I have a stupid question, why using workqueue instead of
calling do_remount_sb() directly in emergency_remount()?
Avoid blocking emergency_remount()?

Thanks.

-- 
Live like a child, think like the god.
 

^ permalink raw reply	[flat|nested] 10+ messages in thread

* Re: [PATCH] fs: run emergency remount on dedicated workqueue
  2010-05-27 14:59   ` Américo Wang
@ 2010-05-27 17:03     ` Tejun Heo
  2010-05-28  6:46       ` Américo Wang
  0 siblings, 1 reply; 10+ messages in thread
From: Tejun Heo @ 2010-05-27 17:03 UTC (permalink / raw)
  To: Américo Wang
  Cc: David Howells, davem, jens.axboe, linux-kernel, torvalds, viro,
	akpm

On 05/27/2010 04:59 PM, Américo Wang wrote:
> On Thu, May 27, 2010 at 11:57:23AM +0200, Tejun Heo wrote:
>> Commit fa4b9074cd8428958c2adf9dc0c831f46e27c193 made s_umount depend
>> on keventd; however, emergency remount schedules works to keventd
>> which grabs s_umount creating a circular dependency.  Run emergency
>> remount on a separate workqueue to break it.
>>
> 
> I have a stupid question, why using workqueue instead of
> calling do_remount_sb() directly in emergency_remount()?
> Avoid blocking emergency_remount()?

Umm... because it's called from interrupt handler?  Right?

-- 
tejun

^ permalink raw reply	[flat|nested] 10+ messages in thread

* Re: [PATCH] fs: run emergency remount on dedicated workqueue
  2010-05-27 17:03     ` Tejun Heo
@ 2010-05-28  6:46       ` Américo Wang
  0 siblings, 0 replies; 10+ messages in thread
From: Américo Wang @ 2010-05-28  6:46 UTC (permalink / raw)
  To: Tejun Heo
  Cc: Américo Wang, David Howells, davem, jens.axboe, linux-kernel,
	torvalds, viro, akpm

On Thu, May 27, 2010 at 07:03:11PM +0200, Tejun Heo wrote:
>On 05/27/2010 04:59 PM, Américo Wang wrote:
>> On Thu, May 27, 2010 at 11:57:23AM +0200, Tejun Heo wrote:
>>> Commit fa4b9074cd8428958c2adf9dc0c831f46e27c193 made s_umount depend
>>> on keventd; however, emergency remount schedules works to keventd
>>> which grabs s_umount creating a circular dependency.  Run emergency
>>> remount on a separate workqueue to break it.
>>>
>> 
>> I have a stupid question, why using workqueue instead of
>> calling do_remount_sb() directly in emergency_remount()?
>> Avoid blocking emergency_remount()?
>
>Umm... because it's called from interrupt handler?  Right?

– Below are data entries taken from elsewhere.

PR #13364, opened 2026-05-20
fix(sandbox): cap concurrent Deno subprocesses to bound host resource use

RogerHYang:
## Summary

`DenoSandboxBackend.execute()` spawns a `deno` child process **on the Phoenix server host**, consuming the server's own CPU and memory. Because `DenoAdapter.build_backend()` mints a fresh `DenoSandboxBackend` per call, nothing bounded how many Deno subprocesses could run at once. A large experiment fan-out (an N-row dataset, or repeated evaluator-test mutations) could spawn an unbounded number of `deno` processes and exhaust host resources — a denial-of-service against the Phoenix server itself.

This was discovered during a security review of the sandbox subsystem with all providers enabled. It is reachable by any **MEMBER**-level user: the mutation that triggers code-evaluator execution is gated only by `IsNotReadOnly, IsNotViewer, IsLocked`, so the sandbox is the sole boundary between a member and the host.

## Fix

Add a module-level `asyncio.Semaphore` (cap **4**) shared across every `DenoSandboxBackend` instance. `execute()` holds a slot for the lifetime of each subprocess.

- **Module-level, not per-instance** — `build_backend()` creates a fresh backend per call, so a per-instance cap would not bound *global* concurrency.
- **Cap of 4** mirrors the WASM backend's `ThreadPoolExecutor(max_workers=4)`. Both backends execute locally and contend for the same host CPU/memory, so they get the same budget.
- **Lazily bound per running event loop** — `asyncio.Semaphore` binds to the loop on first use; constructing it at import time would break tests that each run on a fresh loop. Production has a single long-lived loop, so it resolves to a process-wide singleton there.
- Excess callers queue as cheap coroutines on the semaphore. Deno's already-working `asyncio.wait_for` timeout + `proc.kill()` guarantees slots free up, so the queue drains at a steady rate.

This brings Deno in line with WASM, which was already bounded — Deno was the odd one out.

### Scope

This PR addresses the **host-resource-bounding gap only**. Deno's guest capability isolation (`--no-prompt --no-config --no-remote --no-npm`, empty subprocess env) was already correct and is untouched.

## Test

`test_execute_caps_concurrent_subprocesses` launches `4 × 3` concurrent `execute()` calls against a gated stub process and asserts in-flight subprocesses never exceed — and do saturate — the cap of 4.

## Follow-up

The cap interacts with the experiment runner's seat model (`MAX_CONCURRENT = 1000`): a queued Deno work item holds a runner seat while blocked on the Deno semaphore, and the work-item `fail_after` timeout covers that queue wait. This is a pre-existing property of the local-backend design (WASM has the same shape) and is **not made worse** by this PR — but the holistic solution is a runner-scheduling change. Tracked in #13365.

## Update — subprocess leak on outer cancellation (commit 1cfe0d5)

Review surfaced a leak that this PR's semaphore would otherwise *trigger*: `CodeEvaluatorRunner` wraps `execute()` in `asyncio.wait_for(timeout=self._timeout)` and passes the same timeout into `execute()`. The queue wait delays subprocess spawn past the start of the outer timer, so the outer `wait_for` fires while `proc.communicate()` is in flight and raises `CancelledError` into `execute()`. `CancelledError` is a `BaseException` — caught by neither the `asyncio.TimeoutError` handler (which kills the child) nor the broad `except Exception`. The `deno` child was orphaned (`stop_session()` is a no-op for this stateless backend), and leaked processes recreate the very host-resource exhaustion the semaphore exists to prevent.

Fixed by a `finally` block that kills the child whenever it is still running on exit (`returncode is None`) — covering cancellation and unexpected errors. The guard makes it a no-op on the success and `TimeoutError` paths. New test: `test_execute_kills_subprocess_on_outer_cancellation`.

### DIFF
--- a/src/phoenix/server/sandbox/deno_backend.py
+++ b/src/phoenix/server/sandbox/deno_backend.py
@@ -5,6 +5,11 @@ Stateless (BaseNoSessionBackend) — each execute() call is independent.
 Executes code through the local ``deno`` CLI with a default-deny permission
 model. Deno sandboxes intentionally never receive any user-supplied
 environment variables.
+
+Each execute() spawns a ``deno`` child process on the Phoenix server host,
+consuming the server's own CPU/memory. A module-level semaphore caps the
+number of concurrent Deno subprocesses across every backend instance so an
+unbounded fan-out (e.g. a large experiment) cannot exhaust host resources.
 """
 
 from __future__ import annotations
@@ -26,6 +31,29 @@ from .types import (
 )
 
 logger = logging.getLogger(__name__)
+
+# Upper bound on Deno subprocesses running concurrently on the Phoenix host,
+# shared across every DenoSandboxBackend instance (build_backend() mints a
+# fresh instance per call, so a per-instance cap would not bound global
+# concurrency).
+_MAX_CONCURRENT_DENO_EXECUTIONS = 4
+
+# Lazily created and rebound per running event loop. asyncio.Semaphore binds to
+# the loop on first use; constructing it at import time would fail tests that
+# each run on a fresh loop. Production has a single long-lived loop, so this
+# resolves to a process-wide singleton there.
+_execution_slots: asyncio.Semaphore | None = None
+_execution_slots_loop: asyncio.AbstractEventLoop | None = None
+
+
+def _get_execution_slots() -> asyncio.Semaphore:
+    """Return the concurrency-limiting semaphore bound to the running loop."""
+    global _execution_slots, _execution_slots_loop
+    loop = asyncio.get_running_loop()
+    if _execution_slots is None or _execution_slots_loop is not loop:
+        _execution_slots = asyncio.Semaphore(_MAX_CONCURRENT_DENO_EXECUTIONS)
+        _execution_slots_loop = loop
+    return _execution_slots
 
 
 class DenoSandboxBackend(BaseNoSessionBackend):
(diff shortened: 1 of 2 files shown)


src/phoenix/server/sandbox/deno_backend.py
```diff
@@ -68,40 +96,60 @@ async def execute(
...
-            )
-            return ExecutionResult(stdout="", stderr=message, error=message)
-        except Exception as exc:
-            return ExecutionResult(stdout="", stderr=str(exc), error=str(exc))
+        # Hold a slot for the lifetime of the subprocess so concurrent Deno
+        # executions on the host stay bounded. Waiters queue here as cheap
+        # coroutines; the working timeout below guarantees slots free up.
+        async with _get_execution_slots():
+            try:
+                proc = await asyncio.create_subprocess_exec(
```
mikeldking:
```suggestion
                process = await asyncio.create_subprocess_exec(
```

no need to abbreviate

src/phoenix/server/sandbox/deno_backend.py
```diff
@@ -68,40 +96,60 @@ async def execute(
...
+                )
+                stdout = stdout_bytes.decode("utf-8", errors="replace")
+                stderr = stderr_bytes.decode("utf-8", errors="replace")
+                if proc.returncode == 0:
+                    return ExecutionResult(stdout=stdout, stderr=stderr)
+                error = stderr or f"Deno process exited with code {proc.returncode}"
+                return ExecutionResult(stdout=stdout, stderr=stderr, error=error)
+            except asyncio.TimeoutError:
+                if proc is not None:
+                    proc.kill()
```
mikeldking:
```suggestion
                if process is not None:
                    process.kill()
```

mikeldking (approved):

Ah, this is true, sysrq can be both triggered by keyboard and
/proc/sysrq-trigger.

Thanks!

^ permalink raw reply	[flat|nested] 10+ messages in thread

* Re: [PATCH] fs: run emergency remount on dedicated workqueue
  2010-05-27  9:57 ` [PATCH] fs: run emergency remount on dedicated workqueue Tejun Heo
  2010-05-27 14:59   ` Américo Wang
@ 2010-06-01 23:46   ` Andrew Morton
  2010-06-01 23:57     ` Linus Torvalds
  2010-06-02  1:02     ` Dave Young
  1 sibling, 2 replies; 10+ messages in thread
From: Andrew Morton @ 2010-06-01 23:46 UTC (permalink / raw)
  To: Tejun Heo
  Cc: David Howells, davem, jens.axboe, linux-kernel, torvalds, viro,
	Nick Piggin

On Thu, 27 May 2010 11:57:23 +0200
Tejun Heo <tj@kernel.org> wrote:

> Commit fa4b9074cd8428958c2adf9dc0c831f46e27c193 made s_umount depend
> on keventd;

For a while I thought you had the wrong commit ID, but I worked it out!

Please, always quote the patch title rather than a bare commit ID.  The
usual form is

    fa4b9074cd8428958c2adf9dc0c831f46e27c193 ("buffer: make
    invalidate_bdev() drain all percpu LRU add caches:)

The main reason for this is so that people can more reliably and simply
identify the patch within a different tree.  I think.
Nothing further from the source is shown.